"""

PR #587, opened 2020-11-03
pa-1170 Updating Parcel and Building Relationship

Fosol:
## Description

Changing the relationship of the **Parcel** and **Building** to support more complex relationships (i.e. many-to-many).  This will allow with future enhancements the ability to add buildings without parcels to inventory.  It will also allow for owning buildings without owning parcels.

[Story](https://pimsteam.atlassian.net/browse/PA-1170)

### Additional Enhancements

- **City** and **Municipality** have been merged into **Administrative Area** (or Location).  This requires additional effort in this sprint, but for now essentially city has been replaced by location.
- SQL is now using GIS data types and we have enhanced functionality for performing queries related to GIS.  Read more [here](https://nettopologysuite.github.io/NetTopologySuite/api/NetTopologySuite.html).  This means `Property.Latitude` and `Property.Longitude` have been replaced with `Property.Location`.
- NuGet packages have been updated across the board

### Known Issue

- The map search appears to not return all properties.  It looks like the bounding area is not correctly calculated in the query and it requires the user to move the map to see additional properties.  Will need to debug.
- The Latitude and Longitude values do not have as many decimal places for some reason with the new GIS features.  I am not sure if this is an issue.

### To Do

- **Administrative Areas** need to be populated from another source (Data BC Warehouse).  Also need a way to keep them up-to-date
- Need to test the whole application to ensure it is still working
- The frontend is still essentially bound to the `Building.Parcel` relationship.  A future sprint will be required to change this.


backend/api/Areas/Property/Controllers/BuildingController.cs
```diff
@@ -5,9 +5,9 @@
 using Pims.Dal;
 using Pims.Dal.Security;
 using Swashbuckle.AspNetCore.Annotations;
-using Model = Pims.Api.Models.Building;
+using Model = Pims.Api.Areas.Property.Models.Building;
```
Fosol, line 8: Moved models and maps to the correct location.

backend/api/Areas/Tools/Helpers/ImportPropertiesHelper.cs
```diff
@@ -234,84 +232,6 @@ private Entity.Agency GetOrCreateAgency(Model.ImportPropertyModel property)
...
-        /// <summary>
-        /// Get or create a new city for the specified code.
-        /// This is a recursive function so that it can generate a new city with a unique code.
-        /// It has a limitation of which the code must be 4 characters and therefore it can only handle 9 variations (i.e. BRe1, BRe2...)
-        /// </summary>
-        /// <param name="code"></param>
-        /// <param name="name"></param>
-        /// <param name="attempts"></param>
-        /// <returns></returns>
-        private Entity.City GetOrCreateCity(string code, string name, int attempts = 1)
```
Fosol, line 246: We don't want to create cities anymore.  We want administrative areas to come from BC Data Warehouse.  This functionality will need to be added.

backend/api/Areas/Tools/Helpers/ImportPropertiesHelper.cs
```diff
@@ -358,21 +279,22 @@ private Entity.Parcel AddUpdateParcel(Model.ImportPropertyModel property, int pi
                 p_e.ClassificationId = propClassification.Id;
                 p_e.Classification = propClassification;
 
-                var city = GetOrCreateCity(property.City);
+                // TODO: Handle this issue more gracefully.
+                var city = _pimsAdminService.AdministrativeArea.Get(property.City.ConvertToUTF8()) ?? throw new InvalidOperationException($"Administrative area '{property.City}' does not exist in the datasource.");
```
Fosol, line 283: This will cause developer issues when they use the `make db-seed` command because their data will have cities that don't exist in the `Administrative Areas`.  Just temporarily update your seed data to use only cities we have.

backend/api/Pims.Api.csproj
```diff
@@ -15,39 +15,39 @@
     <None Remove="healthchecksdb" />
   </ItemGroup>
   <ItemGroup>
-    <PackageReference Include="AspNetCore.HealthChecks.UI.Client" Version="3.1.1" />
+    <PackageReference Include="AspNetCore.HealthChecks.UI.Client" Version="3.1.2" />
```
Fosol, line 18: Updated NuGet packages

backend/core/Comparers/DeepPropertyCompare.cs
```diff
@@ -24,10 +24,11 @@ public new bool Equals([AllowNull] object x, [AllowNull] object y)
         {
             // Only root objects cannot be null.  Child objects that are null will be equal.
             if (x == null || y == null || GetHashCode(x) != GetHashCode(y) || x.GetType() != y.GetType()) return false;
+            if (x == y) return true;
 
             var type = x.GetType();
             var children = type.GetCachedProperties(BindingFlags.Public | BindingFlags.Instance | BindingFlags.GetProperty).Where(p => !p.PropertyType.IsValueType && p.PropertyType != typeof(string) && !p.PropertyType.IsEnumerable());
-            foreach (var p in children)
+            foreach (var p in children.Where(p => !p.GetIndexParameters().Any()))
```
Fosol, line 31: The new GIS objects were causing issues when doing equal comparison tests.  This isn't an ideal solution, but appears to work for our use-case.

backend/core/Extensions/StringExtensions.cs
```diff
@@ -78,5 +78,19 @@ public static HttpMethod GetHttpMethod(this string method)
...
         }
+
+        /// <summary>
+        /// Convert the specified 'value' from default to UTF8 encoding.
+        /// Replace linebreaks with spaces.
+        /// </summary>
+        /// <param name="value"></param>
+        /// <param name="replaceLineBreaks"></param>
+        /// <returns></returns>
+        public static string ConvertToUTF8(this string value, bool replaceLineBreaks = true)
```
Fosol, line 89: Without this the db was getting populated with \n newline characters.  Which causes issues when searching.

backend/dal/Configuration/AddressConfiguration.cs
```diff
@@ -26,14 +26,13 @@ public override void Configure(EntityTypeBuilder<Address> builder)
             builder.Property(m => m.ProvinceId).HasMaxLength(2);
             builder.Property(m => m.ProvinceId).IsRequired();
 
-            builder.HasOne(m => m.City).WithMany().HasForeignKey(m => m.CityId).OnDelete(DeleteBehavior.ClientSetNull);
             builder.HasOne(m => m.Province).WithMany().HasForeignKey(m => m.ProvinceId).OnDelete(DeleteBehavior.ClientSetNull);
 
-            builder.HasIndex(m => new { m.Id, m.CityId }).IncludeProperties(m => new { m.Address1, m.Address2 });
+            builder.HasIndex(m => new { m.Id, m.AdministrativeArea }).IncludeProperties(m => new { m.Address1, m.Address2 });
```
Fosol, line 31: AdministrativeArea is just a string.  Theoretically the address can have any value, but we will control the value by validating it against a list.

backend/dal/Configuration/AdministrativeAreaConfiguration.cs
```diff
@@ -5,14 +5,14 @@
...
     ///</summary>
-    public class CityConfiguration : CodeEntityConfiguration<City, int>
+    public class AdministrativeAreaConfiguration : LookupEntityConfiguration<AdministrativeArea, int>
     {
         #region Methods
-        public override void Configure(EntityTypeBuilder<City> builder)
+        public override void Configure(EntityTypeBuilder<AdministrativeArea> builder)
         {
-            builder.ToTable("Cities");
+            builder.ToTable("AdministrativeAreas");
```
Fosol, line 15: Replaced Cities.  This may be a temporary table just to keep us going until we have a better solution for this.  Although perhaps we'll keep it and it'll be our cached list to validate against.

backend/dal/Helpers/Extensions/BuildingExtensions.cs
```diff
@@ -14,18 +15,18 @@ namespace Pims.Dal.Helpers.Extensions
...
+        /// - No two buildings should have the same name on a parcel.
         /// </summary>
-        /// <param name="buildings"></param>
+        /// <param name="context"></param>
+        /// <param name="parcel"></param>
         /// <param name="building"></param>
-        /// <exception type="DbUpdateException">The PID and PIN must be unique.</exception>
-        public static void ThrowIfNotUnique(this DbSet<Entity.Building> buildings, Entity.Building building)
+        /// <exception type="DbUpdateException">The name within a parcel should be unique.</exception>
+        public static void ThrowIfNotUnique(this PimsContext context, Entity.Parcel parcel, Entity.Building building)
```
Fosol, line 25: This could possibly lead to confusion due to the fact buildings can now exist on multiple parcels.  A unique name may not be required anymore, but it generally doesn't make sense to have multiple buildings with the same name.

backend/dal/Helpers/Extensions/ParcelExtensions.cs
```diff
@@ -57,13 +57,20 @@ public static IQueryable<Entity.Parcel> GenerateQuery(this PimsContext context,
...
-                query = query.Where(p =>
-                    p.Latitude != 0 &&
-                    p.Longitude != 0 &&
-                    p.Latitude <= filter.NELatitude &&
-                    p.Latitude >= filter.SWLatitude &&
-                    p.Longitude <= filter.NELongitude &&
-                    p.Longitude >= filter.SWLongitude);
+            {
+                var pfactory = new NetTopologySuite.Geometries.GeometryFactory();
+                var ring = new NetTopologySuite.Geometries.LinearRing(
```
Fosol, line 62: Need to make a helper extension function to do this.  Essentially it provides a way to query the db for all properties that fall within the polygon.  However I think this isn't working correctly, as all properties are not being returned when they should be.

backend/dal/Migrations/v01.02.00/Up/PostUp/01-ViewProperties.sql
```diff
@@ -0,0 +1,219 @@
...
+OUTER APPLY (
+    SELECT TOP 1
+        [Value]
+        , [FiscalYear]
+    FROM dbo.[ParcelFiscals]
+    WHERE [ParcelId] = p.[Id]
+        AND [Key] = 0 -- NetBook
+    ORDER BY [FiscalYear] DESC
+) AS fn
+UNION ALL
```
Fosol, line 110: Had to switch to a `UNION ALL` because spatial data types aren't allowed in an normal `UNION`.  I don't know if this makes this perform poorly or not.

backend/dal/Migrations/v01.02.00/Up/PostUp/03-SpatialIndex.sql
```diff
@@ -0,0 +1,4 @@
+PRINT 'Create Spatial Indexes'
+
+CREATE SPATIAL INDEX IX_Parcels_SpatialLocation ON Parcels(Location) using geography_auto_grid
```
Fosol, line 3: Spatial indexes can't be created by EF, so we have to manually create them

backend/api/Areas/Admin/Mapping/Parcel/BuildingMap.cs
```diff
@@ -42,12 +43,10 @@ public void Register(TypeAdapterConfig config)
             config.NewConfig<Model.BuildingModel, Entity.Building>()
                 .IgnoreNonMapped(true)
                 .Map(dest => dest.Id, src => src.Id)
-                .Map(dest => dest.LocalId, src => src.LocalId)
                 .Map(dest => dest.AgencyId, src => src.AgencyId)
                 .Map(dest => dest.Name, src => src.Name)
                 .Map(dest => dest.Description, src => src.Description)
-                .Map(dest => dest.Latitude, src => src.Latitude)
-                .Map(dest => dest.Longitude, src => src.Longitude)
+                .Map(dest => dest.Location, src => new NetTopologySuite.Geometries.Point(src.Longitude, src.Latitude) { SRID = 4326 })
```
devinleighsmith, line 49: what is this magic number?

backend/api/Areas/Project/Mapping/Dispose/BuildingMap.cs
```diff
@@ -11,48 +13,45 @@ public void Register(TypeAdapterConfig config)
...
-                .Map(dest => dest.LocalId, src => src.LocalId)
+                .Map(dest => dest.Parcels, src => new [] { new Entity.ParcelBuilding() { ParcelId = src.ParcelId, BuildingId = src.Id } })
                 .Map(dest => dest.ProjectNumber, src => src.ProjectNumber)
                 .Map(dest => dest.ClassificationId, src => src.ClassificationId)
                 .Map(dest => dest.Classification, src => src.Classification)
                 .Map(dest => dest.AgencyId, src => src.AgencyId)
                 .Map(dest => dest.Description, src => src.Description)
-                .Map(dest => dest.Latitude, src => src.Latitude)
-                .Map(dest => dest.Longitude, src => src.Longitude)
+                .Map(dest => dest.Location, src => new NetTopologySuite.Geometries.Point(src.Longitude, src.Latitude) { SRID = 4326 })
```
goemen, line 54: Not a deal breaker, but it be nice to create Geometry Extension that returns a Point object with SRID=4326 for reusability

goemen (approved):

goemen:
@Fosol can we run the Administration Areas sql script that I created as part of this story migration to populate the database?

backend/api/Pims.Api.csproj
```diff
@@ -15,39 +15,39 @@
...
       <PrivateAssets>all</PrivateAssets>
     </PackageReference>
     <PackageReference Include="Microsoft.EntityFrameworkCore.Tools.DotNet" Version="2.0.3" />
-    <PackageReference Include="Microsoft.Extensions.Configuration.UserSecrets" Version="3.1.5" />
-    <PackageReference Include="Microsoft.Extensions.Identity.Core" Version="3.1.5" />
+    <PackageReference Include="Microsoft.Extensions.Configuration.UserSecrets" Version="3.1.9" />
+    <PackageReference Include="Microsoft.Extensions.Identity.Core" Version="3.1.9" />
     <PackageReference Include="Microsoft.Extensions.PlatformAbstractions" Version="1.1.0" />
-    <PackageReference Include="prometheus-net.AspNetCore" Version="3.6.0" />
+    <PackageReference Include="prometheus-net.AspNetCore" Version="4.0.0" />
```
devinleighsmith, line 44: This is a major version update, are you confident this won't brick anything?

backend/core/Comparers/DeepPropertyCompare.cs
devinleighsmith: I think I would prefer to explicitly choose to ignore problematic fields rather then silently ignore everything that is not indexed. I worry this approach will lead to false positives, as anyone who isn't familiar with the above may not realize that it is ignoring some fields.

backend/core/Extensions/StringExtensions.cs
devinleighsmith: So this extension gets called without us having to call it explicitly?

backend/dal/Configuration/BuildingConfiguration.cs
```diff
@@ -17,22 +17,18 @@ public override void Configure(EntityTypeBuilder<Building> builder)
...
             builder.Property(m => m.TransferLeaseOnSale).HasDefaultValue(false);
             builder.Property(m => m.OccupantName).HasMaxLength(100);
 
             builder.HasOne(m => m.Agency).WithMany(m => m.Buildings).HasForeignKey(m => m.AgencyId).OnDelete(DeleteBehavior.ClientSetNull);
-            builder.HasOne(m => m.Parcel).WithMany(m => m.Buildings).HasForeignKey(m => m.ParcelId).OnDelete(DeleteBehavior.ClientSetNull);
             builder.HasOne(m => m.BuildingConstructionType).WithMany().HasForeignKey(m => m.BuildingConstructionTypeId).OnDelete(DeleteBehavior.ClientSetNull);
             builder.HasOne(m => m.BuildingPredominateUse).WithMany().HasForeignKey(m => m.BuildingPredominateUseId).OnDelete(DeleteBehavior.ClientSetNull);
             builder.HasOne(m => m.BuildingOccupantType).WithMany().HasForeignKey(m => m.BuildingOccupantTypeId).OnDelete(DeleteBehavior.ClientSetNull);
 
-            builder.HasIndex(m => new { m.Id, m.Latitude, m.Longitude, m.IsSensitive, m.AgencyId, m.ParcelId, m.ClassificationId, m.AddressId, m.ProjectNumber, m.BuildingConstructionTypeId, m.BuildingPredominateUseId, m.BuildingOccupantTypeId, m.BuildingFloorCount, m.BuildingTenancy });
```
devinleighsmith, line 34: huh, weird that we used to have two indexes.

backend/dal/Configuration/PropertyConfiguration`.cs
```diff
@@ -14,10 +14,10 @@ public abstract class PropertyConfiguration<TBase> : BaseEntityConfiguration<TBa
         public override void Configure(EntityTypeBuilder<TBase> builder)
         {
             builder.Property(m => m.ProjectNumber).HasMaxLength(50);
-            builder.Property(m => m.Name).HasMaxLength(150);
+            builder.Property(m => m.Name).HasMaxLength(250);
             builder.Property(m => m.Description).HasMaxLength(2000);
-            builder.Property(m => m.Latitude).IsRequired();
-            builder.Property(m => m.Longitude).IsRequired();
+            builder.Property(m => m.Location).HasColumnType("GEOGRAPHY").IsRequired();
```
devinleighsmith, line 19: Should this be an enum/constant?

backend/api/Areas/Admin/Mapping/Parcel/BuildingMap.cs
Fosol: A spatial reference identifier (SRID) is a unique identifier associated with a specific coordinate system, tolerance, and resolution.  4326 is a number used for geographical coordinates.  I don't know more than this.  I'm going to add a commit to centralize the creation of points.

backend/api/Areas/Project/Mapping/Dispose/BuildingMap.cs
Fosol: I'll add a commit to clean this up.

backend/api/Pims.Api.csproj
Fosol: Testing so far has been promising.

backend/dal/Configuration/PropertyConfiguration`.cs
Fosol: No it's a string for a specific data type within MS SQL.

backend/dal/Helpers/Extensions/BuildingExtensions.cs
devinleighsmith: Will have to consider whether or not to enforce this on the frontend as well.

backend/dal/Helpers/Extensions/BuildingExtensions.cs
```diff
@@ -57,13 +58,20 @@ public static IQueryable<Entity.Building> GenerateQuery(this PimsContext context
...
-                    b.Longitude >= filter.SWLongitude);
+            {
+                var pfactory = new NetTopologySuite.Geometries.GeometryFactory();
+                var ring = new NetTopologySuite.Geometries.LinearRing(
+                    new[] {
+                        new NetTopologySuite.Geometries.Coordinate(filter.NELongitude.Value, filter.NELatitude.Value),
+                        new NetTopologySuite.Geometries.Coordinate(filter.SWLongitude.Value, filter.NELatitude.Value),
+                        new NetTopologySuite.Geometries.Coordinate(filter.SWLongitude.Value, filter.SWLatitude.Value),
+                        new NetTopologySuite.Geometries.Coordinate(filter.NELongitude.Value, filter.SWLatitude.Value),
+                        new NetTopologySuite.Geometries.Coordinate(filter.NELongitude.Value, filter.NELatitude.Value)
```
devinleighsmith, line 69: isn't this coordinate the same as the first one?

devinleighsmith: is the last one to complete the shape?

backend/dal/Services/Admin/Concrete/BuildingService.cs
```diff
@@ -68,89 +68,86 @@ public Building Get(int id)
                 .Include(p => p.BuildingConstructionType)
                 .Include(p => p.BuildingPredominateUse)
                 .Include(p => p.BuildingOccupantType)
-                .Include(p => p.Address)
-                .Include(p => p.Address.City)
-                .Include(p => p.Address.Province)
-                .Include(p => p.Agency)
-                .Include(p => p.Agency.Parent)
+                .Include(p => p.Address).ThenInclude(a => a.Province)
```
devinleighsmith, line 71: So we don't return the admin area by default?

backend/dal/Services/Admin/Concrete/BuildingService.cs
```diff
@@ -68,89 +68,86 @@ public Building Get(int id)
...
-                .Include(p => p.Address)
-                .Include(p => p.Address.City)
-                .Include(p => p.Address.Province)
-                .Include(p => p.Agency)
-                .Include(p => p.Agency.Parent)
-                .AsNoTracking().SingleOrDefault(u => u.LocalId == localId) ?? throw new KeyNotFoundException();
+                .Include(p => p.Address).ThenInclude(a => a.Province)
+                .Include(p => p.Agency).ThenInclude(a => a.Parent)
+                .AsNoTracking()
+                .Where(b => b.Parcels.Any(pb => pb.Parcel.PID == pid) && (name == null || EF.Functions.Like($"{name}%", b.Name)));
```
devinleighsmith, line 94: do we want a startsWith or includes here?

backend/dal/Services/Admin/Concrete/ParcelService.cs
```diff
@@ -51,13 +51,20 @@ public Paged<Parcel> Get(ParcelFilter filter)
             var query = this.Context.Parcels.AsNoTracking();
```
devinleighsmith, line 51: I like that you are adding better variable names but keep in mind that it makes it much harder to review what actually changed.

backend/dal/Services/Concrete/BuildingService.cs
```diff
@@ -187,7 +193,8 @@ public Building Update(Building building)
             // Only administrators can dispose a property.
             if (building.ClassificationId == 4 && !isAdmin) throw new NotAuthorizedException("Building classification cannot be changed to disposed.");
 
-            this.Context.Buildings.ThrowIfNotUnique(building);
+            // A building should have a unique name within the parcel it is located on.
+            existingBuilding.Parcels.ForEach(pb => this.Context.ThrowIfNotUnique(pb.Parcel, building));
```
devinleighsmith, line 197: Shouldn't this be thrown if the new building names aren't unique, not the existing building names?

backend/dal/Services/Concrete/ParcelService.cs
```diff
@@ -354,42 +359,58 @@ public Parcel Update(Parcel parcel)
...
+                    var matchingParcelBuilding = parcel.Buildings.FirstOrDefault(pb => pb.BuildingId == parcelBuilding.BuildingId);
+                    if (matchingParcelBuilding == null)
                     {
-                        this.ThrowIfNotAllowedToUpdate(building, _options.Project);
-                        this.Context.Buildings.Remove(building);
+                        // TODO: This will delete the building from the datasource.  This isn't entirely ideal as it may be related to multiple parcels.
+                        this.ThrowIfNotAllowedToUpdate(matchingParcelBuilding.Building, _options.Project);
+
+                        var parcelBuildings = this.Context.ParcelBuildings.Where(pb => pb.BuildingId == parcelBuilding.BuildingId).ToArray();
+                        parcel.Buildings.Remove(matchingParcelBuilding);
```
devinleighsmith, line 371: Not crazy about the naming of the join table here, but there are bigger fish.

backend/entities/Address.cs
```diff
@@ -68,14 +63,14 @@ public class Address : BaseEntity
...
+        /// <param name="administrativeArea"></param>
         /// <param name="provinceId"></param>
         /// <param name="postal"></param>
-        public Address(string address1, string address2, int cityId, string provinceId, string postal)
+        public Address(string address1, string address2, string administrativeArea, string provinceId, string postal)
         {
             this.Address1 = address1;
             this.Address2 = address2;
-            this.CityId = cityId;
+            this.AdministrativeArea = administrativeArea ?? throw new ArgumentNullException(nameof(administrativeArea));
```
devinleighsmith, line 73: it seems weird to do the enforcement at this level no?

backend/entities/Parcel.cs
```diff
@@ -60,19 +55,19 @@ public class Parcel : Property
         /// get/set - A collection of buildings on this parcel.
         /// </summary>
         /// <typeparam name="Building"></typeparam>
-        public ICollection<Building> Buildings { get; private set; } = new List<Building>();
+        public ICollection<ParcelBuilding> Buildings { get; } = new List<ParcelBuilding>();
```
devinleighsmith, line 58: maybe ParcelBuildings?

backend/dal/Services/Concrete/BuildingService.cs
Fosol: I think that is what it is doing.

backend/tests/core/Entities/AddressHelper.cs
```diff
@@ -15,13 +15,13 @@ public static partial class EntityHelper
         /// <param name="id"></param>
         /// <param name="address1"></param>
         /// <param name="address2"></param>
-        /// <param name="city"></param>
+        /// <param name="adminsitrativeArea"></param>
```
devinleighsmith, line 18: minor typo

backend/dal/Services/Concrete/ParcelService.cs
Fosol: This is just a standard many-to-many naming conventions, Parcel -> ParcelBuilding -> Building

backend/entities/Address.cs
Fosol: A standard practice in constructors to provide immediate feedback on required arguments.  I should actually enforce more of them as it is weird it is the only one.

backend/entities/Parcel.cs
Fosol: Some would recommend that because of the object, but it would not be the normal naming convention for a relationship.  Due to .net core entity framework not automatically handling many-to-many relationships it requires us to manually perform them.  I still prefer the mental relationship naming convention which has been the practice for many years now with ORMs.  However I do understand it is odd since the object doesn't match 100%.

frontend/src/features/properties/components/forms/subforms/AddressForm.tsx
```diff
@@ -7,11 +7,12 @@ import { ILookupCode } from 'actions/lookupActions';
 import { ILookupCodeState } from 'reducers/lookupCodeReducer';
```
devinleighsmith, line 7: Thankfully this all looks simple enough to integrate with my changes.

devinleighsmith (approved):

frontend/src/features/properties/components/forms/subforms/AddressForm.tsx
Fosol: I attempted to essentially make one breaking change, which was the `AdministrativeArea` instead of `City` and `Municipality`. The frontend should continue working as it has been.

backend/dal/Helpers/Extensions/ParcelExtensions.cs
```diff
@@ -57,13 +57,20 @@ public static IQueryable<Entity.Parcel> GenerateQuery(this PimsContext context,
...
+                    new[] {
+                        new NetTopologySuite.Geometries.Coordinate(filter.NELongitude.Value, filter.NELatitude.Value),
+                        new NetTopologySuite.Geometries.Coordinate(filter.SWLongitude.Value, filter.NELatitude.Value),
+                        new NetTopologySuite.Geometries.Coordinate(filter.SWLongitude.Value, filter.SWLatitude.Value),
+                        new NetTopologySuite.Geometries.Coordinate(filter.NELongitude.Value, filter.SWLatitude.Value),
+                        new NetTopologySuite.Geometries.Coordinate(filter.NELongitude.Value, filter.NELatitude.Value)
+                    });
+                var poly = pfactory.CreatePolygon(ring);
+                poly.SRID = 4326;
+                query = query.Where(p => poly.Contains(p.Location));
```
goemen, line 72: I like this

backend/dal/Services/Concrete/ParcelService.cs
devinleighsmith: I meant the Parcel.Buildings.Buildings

"""

Search the material above for the word "want", then copy each line that holds it.

- The completed task:
Fosol, line 246: We don't want to create cities anymore.  We want administrative areas to come from BC Data Warehouse.  This functionality will need to be added.
devinleighsmith, line 94: do we want a startsWith or includes here?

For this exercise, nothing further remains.